PAPER C
Purpose : for information
Committee: PARTNERSHIP BOARD FOR HEALTH AND WELL-BEING
Date: 13 SEPTEMBER 2001
Title: STRATEGIC HEALTH AUTHORITIES
REPORT OF THE CHIEF EXECUTIVE OF THE ISLE OF WIGHT, PORTSMOUTH AND SOUTH-EAST HAMPSHIRE HEALTH AUTHORITY
This paper provides an update on the national reorganisation of NHS organisations.
BACKGROUND
“Shifting the Balance of Power within the NHS: Securing Delivery” was published by the Department of Heath at the end of July, setting out a programme to reconfigure NHS organisations to ensure they could deliver the modernisation programme set out in the NHS Plan.
The document gives the reasons for change, the proposed timetable for reorganisation and the new roles and responsibilities proposed for Regional Offices, Strategic Health Authorities, Primary Care Trusts (PCTs) and NHS Trusts.
The key messages are that:
· PCTs will become the lead NHS organisation in assessing need, planning and securing all health services and improving health. They will forge new partnerships with local communities and lead the NHS contribution for joint work with local government and other partners. PCTs will be accountable to the Secretary of State through the Strategic Health Authority.

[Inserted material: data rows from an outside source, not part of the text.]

Issue #965, opened 2019-08-07
Add tests for Published Sequenced AppendOnly data in safe_app


lionel1704:
Similar to [this test module](https://github.com/maidsafe/safe_client_libs/blob/experimental/safe_app/src/tests/unpublished_mutable_data.rs) there should be extensive tests to test the various scenarios of Unpublished Sequenced AppendOnly data.

lionel1704:
Resolved in #976

Issue #964, opened 2019-08-07
Add tests for Unpublished Unsequenced AppendOnly data


lionel1704:
Similar to [this test module](https://github.com/maidsafe/safe_client_libs/blob/experimental/safe_app/src/tests/unpublished_mutable_data.rs) there should be extensive tests to test the various scenarios of Unpublished Unsequenced AppendOnly data.

lionel1704:
Resolved in #976

PR #976, opened 2019-08-12
Add tests for AData in safe_app

### LINKED ISSUE #963: Add tests for Unpublished Sequenced AppendOnly data in safe_app
Similar to [this test module](https://github.com/maidsafe/safe_client_libs/blob/experimental/safe_app/src/tests/unpublished_mutable_data.rs) there should be extensive tests to test the various scenarios of Unpublished Sequenced AppendOnly data.

lionel1704:
Resolves #963, #964, #965, #966


safe_app/src/tests/append_only_data/published_sequenced.rs
```diff
@@ -0,0 +1,387 @@
...
+use safe_nd::{
+    ADataAddress, ADataAppendOperation, ADataEntry, ADataIndex, ADataOwner, ADataPubPermissionSet,
+    ADataPubPermissions, ADataUser, AppendOnlyData, Error as SndError, PubSeqAppendOnlyData,
+    PublicKey, SeqAppendOnly, XorName,
+};
+use std::collections::BTreeMap;
+use std::sync::mpsc;
+use std::thread;
+
+// AD created by app. App lists it's own sign_pk in owners field. Put should fail - Rejected at the client handlers.
```
m-cat: Grammar: "it's" should be "its". Grep shows a few more cases of this.

safe_app/src/tests/append_only_data/published_sequenced.rs
```diff
@@ -0,0 +1,387 @@
...
+            .put_adata(invalid_data.into())
+            .then(move |res| {
+                match res {
+                    Err(CoreError::NewRoutingClientError(SndError::InvalidOwners)) => (),
+                    Ok(_) => panic!("Unexpected success"),
+                    Err(err) => panic!("Unexpected error {:?}", err),
+                }
+                client2.put_adata(valid_data.into())
+            })
+            .map_err(|e| panic!("{:?}", e))
```
m-cat: As I mentioned [here](https://github.com/maidsafe/safe_client_libs/pull/973#pullrequestreview-273212380), I would prefer if we avoid the `map_err` + `panic` pattern.

safe_app/src/tests/append_only_data/published_sequenced.rs
```diff
@@ -0,0 +1,387 @@
...
+    PublicKey, SeqAppendOnly, XorName,
+};
+use std::collections::BTreeMap;
+use std::sync::mpsc;
+use std::thread;
+
+// AD created by app. App lists it's own sign_pk in owners field. Put should fail - Rejected at the client handlers.
+// Should pass when it lists the owner's sign_pk instead.
+#[test]
+fn ad_created_by_app() {
```
m-cat: I think we can save some code duplication and make this a single test, for all adata kinds, in append_only_data/mod.rs. We would just need to add an `Adata::from_kind` function in safe-nd:

```rust
for kind in &[PubSeq, PubUnseq, UnpubSeq, UnpubUnseq] {
    let mut invalid_data = AData::from_kind(kind, name, tag);
    let mut valid_data = invalid_data.clone();
    ...
}
```

I can raise a PR making the necessary changes there.

lionel1704: That'd be great, thanks :+1:

m-cat:
Looking at the code I think we can actually merge all the separate test functions for each type. It would make maintenance of this code much easier, as well as making it easier to review.

We can take the same approach as described in my other comment of constructing an adata of each kind and iterating over them. We can then use `is_pub` and `is_seq` to conditionally call different functions. We just need to add some missing functions like `AData::append_pub_permissions` and `append_unpub_permissions`.

safe_app/src/tests/append_only_data.rs
```diff
@@ -0,0 +1,765 @@
...
+    let app = create_app();
+    let name: XorName = new_rand::random();
+    let tag = 15_002;
+    let data: &[AData; 4] = &[
+        PubSeqAppendOnlyData::new(name, tag).into(),
+        UnpubSeqAppendOnlyData::new(name, tag).into(),
+        PubUnseqAppendOnlyData::new(name, tag).into(),
+        UnpubUnseqAppendOnlyData::new(name, tag).into(),
+    ];
+    for mut invalid_data in data.iter().cloned() {
```
m-cat: Looks like you can avoid a call to `cloned()` by using a `Vec`:

```rust
    let data: Vec<AData> = vec![
        PubSeqAppendOnlyData::new(name, tag).into(),
        UnpubSeqAppendOnlyData::new(name, tag).into(),
        PubUnseqAppendOnlyData::new(name, tag).into(),
        UnpubUnseqAppendOnlyData::new(name, tag).into(),
    ];
    for mut invalid_data in data {
```

Should be slightly more performant and more readable 🙂

safe_app/src/tests/append_only_data.rs
```diff
@@ -0,0 +1,765 @@
...
+                let address = *adata.address();
+                if address.is_pub() {
+                    let mut permissions = BTreeMap::new();
+                    let _ = permissions.insert(
+                        ADataUser::Key(app_pk),
+                        ADataPubPermissionSet::new(true, None),
+                    );
+                    unwrap!(adata.append_pub_permissions(
+                        ADataPubPermissions {
+                            permissions: permissions,
```
m-cat: This line can just be `permissions,`. Found 3 instances of this in the file.

PR #981, opened 2019-08-15
Refactor the test create balance API

m-cat:
refactor the test create balance API by sending the `CreateBalance` RPC
with the `From` and `To` fields as the same. This will be the special
case that vaults handle to crate a new test balance


safe_core/src/client/mock/vault.rs
```diff
@@ -625,22 +620,30 @@ impl Vault {
...
-                            }
-                            self.create_balance(destination, new_balance_owner)
-                        })
-                        .and_then(|_| {
-                            self.transfer_coins(source, destination, amount, transaction_id)
-                        })
-                };
-                Response::Transaction(result)
+                    let result =
+                        if let Err(e) = self.authorise_coin_operation(&source, requester_pk) {
```
m-cat: @lionel1704 I've already changed this locally, but for future reference: you can use `and_then` instead of `if let { ... } else { .. }` to save a few lines here.

safe_core/src/client/mod.rs
```diff
@@ -2391,20 +2450,23 @@ mod tests {
             let client3 = client.clone();
             let client4 = client.clone();
             let client5 = client.clone();
-            let bls_sk = threshold_crypto::SecretKey::random();
-            let bls_sk2 = bls_sk.clone();
+            // let bls_sk2 = bls_sk.clone();
```
nbaksalyar: This line can be removed

safe_core/src/client/mock/vault.rs
nbaksalyar: Can be just
```suggestion
self.authorise_coin_operation(&source, requester_pk)?;
```

m-cat: Actually I think we don't want to do that, returns from this function should be wrapped inside a `Response` message, even errors.

safe_core/src/client/mod.rs
```diff
@@ -1522,32 +1523,90 @@ pub trait Client: Clone + 'static {
...
+        })
+        .into_box()
+    }
+}
+
+/// Create a new mock balance at an arbitrary address.
+pub fn test_create_balance(
+    owner: &threshold_crypto::SecretKey,
+    amount: Coins,
+) -> Result<(), SndError> {
```
m-cat: Can just use `SndResult` here.

nbaksalyar:
Ignored the AppVeyor build failure because it passed on Jenkins.
Ignored Jenkins Linux failure because it passed on Travis CI.

PR #982, opened 2019-08-16
[Rebased on #983] Automatically read vault connection info

octol:
Reads the connection info generated by a running vault instance.

NOTE: rebased on #983


octol:
Raised as PRs against feature branch upstream instead https://github.com/nbaksalyar/safe_client_libs/pull/2

PR #985, opened 2019-08-19
fix/vault: CreateCoinBalanceFor should return a Transaction response

m-cat:
Fixes #985


safe_app/src/tests/unpublished_mutable_data.rs
```diff
@@ -31,20 +31,23 @@ fn md_created_by_app_1() {
...
         let name: XorName = unwrap!(name_rx.recv());
         let entry_actions = MDataSeqEntryActions::new().ins(vec![1, 2, 3, 4], vec![2, 3, 5], 0);
         let cl2 = client.clone();
         let c3 = client.clone();
         let name2 = name;
+
         client
             .mutate_seq_mdata_entries(name, DIR_TAG, entry_actions)
-            .then(move |res| {
-                unwrap!(res);
```
nbaksalyar: Probably it'd be better to leave it at `then(|res| unwrap!(res))` in this particular case: this pattern is used deliberately in tests because it allows to catch errors early. It prints a line number at the location where an error occurred. With `and_then(...)` it will be printed out only in the end of the combinator chain, not providing a context.

safe_core/src/client/recovery.rs
```diff
@@ -509,16 +509,9 @@ mod tests_with_mock_routing {
 
             client
                 .put_seq_mutable_data(data0)
-                .then(move |res| {
-                    unwrap!(res);
```
nbaksalyar: Same comment here.

nbaksalyar:
To be integrated as a part of #983

PR #991, opened 2019-08-21
Update to safe-nd 0.3.0

lionel1704:
- The `InvalidPermissions` error variant is now deprecated in favour of
`AccessDenied`
- Mapping of the error is no longer required in the mock vault's
check_perms_adata function

For the tests to pass against the local vault maidsafe/safe_vault#813 is required


safe_app/src/tests/append_only_data.rs
```diff
@@ -165,8 +165,7 @@ fn managing_permissions_for_an_app() {
                     match res {
                         // FIXME: we should expect only `AccessDenied` here, but due to
```
m-cat: This `FIXME` comment doesn't make sense anymore.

· About 30 Strategic Health Authorities will replace almost 100 health authorities. They will step back from service planning and commissioning to lead the strategic development of the local health service and performance manage PCTs and NHS Trusts on the basis of local accountability agreements. Strategic Health Authorities will be accountable to the Secretary of State.
· NHS Trusts will continue to provide services, working within delivery agreements with PCTs. Trusts will be expected to devolve greater responsibility to clinical teams and foster and encourage the growth of clinical networks across NHS organisations. High performing Trusts will earn greater freedom and autonomy in recognition of their achievements. NHS Trusts will be accountable to the Secretary of State through the Strategic Health Authority.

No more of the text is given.